OL are widespread among Gram-negative bacteria and were found in some Gram-positive bacteria as well (46). They possess similarity to bacterial LPS amide-bound 3-OH fatty acids, the hydroxy groups of which are esterified with another fatty acid (acyloxyacyl groups) (47). Furthermore, OL were also described in Sinorhizobium meliloti grown under phosphorous-limiting condition (48). OL have not been identified in myxobacteria before, thus, their role in myxobacterial life is completely unknown up to now.

As a third class of lipids ether lipids could be identified. The major ether lipids are dialkyl ether lipids with a phosphoethanolamin or glucose as headgroup. Ether lipids as monoalkyl moiety have been proposed by Ring et al. (49) as new biomarkers for fruiting bodies formation in Myxococcus xanthus. A basic structure of 1-O-13-methyltetradecyl glycerol has been described. The same moiety was present in So ce56.

The presence of dialkyl ether lipids could be confirmed from vegetative cells of the myxobacterium Stigmatella aurantiaca (50). These findings indicate an occurrence of such ether lipids in myxobacteria and may play an important role in myxobacterial development. Besides phosphoethanolamine, we also identified glucose as a headgroup of the ether lipids. This headgroup together with the dialkyl moiety are described in myxobacteria for the first time. The functions of these ether lipids in myxobacteria are unknown.
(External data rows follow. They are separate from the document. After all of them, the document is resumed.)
PR #1205, opened 2016-06-14
add auto prioritization for flake issues

### LINKED ISSUE #1206: Auto Prioritize Flake Issues
Now we have flake issue auto filing. The natural next step is to auto prioritize this issues.

freehan:
fixes: #1206


mungegithub/mungers/sync/issue-sync.go
```diff
@@ -201,7 +228,7 @@ func (s *IssueSyncer) updateIssue(obj *github.MungeObject, source IssueSource) e
 
 // createIssue makes a new issue for the given item. If we know about other
 // issues for the item, then they'll be referenced.
-func (s *IssueSyncer) createIssue(source IssueSource) (issueNumber int, err error) {
+func (s *IssueSyncer) createIssue(source IssueSource) (int, *github.MungeObject, error) {
```
rmmh: This should probably return `(issue *github.MungeObject, err error)`.

freehan: Fixed

mungegithub/mungers/sync/issue-sync.go
```diff
@@ -105,25 +131,26 @@ func (s *IssueSyncer) Sync(source IssueSource) error {
...
+			return fmt.Errorf("error making issue for %v: %v", source.ID, err)
+		}
+		issueNum := *obj.Issue.Number
+		s.finder.Created(source.Title(), issueNum)
 	}
-	s.finder.Created(source.Title(), n)
 	s.synced.Insert(source.ID())
-	return nil
+
+	return s.autoPrioritize(obj)
```
lavalamp: nit: I slightly prefer the old logic. You know when you first file an issue that there's only one occurrence, so you could just file it with the P3 label or whatever-- no need to auto prioritize?

mungegithub/mungers/sync/issue-sync.go
```diff
@@ -221,8 +248,53 @@ func (s *IssueSyncer) createIssue(source IssueSource) (issueNumber int, err erro
...
+func (s *IssueSyncer) autoPrioritize(obj *github.MungeObject) error {
+	comments, err := obj.ListComments()
+	if err != nil {
+		return fmt.Errorf("Failed to list comment of issue")
+	}
+	count := 0
+	for _, c := range comments {
+		// "Failed:" is a special string contained in flake issue filed by k8s-bot
+		// Please make sure it matches the body generated by IssueSource
+		if !robotUser.Has(*c.User.Login) || !strings.Contains(*c.Body, "Failed:") {
```
lavalamp: Maybe push this logic into each issue source? Especially that second condition could vary.

mungegithub/mungers/sync/issue-sync.go
freehan: Good point. Will get it fixed.

mungegithub/mungers/sync/issue-sync.go
freehan: Alright. Will do.

lavalamp:
OK, I think this is pretty close!

* Can you (or did you) try on a separate test repo? And/or unit testing will also satisfy me. I know I've been somewhat bad about testing some of the recent merge queue features.
* The documentation hasn't been updated yet, but if github gives the timestamp of each comment (and I think it does?), I think it might be easy to implement the actual flake priority policy? https://groups.google.com/forum/#!topic/kubernetes-dev/0_5vgSCWUyo I think what you wrote is a little more generous than the policy that @matchstick came up with. :)

freehan:
I have tried it with my own test repo. I can also add some unit tests. 

Alright. I will try to implement the threshold.

lavalamp:
Oh, great! let me know if you think it'll be difficult to implement the
policy.

freehan:
I am adding unit test.

mungegithub/mungers/flake-manager.go
```diff
@@ -270,5 +278,55 @@ func (p *brokenJobSource) Body(newIssue bool) string {
...
+	lastWeek := time.Now().Add(-1 * 7 * 24 * time.Hour)
+	// number of flakes happened in this month
+	monthCount := 0
+	// number of flakes happened in this week
+	weekCount := 0
+
+	for _, c := range comments {
+		// "Failed:" is a special string contained in flake issue filed by flake-manager
+		// Please make sure it matches the body generated by IssueSource.Body()
+		if !sync.RobotUser.Has(*c.User.Login) || !strings.Contains(*c.Body, "Failed:") {
```
matchstick: Will this match the text "Failed"? Or be more selective? I can see the word "Failed" being a pretty common string in an issue.

mungegithub/mungers/flake-manager.go
```diff
@@ -270,5 +278,55 @@ func (p *brokenJobSource) Body(newIssue bool) string {
...
+		if lastWeek.Before(o) {
+			weekCount += 1
+		}
+	}
+
+	// P2: By default
+	// P1: Flake happens more than once in last month.
+	// P0: Flake happens more than once in last week.
+	p := sync.PriorityP2
+	if weekCount >= 2 {
```
matchstick: Sometimes we are going to want to exercise human judgement and say "This is a P1 or P2 or not an issue" despite this algorithm. Can we search for some override to prevent the assignment from happening?

mungegithub/mungers/flake-manager.go
freehan: This matches the comments added by k8s-bot with text "Failed:". 

I could not figure out a better way to identify flake comments added by k8s-bot. Plus, k8s-bot rarely leave comment in issues. It usually comments PRs.

mungegithub/mungers/flake-manager.go
freehan: This is handled by issue syncer. During syncPriority, it will check if the existing priority is higher. If higher, then do nothing.

eparis: It's possible to see if the label was added by the bot, and only change it if it was last set by the bot. I think we do that in some other places...

eparis: https://github.com/kubernetes/contrib/blob/master/mungegithub/mungers/path_label.go#L155

lavalamp: I think we probably want the bot to increase the priority even if a human had previously set it lower. Since an additional occurrence could mean it is now more important.

lavalamp:
Needs a gofmt :)

mungegithub/mungers/flake-manager.go
lavalamp: Yeah, at the moment the text check isn't even needed, since the bot only comments on an issue to report a failure.

lavalamp:
LGTM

Taken together, we isolated and elucidated the complex lipid composition of the OM of S. cellulosum So ce56 with a total number of more than 50 lipids. These data and the fact that LPS is missing give new insights into the complex myxobacterial life cycle with a remarkable eukaryotic character of this bacterium. This is also reflected in marked similarities to eukaryotic regulatory network sytems (5, 51, 52).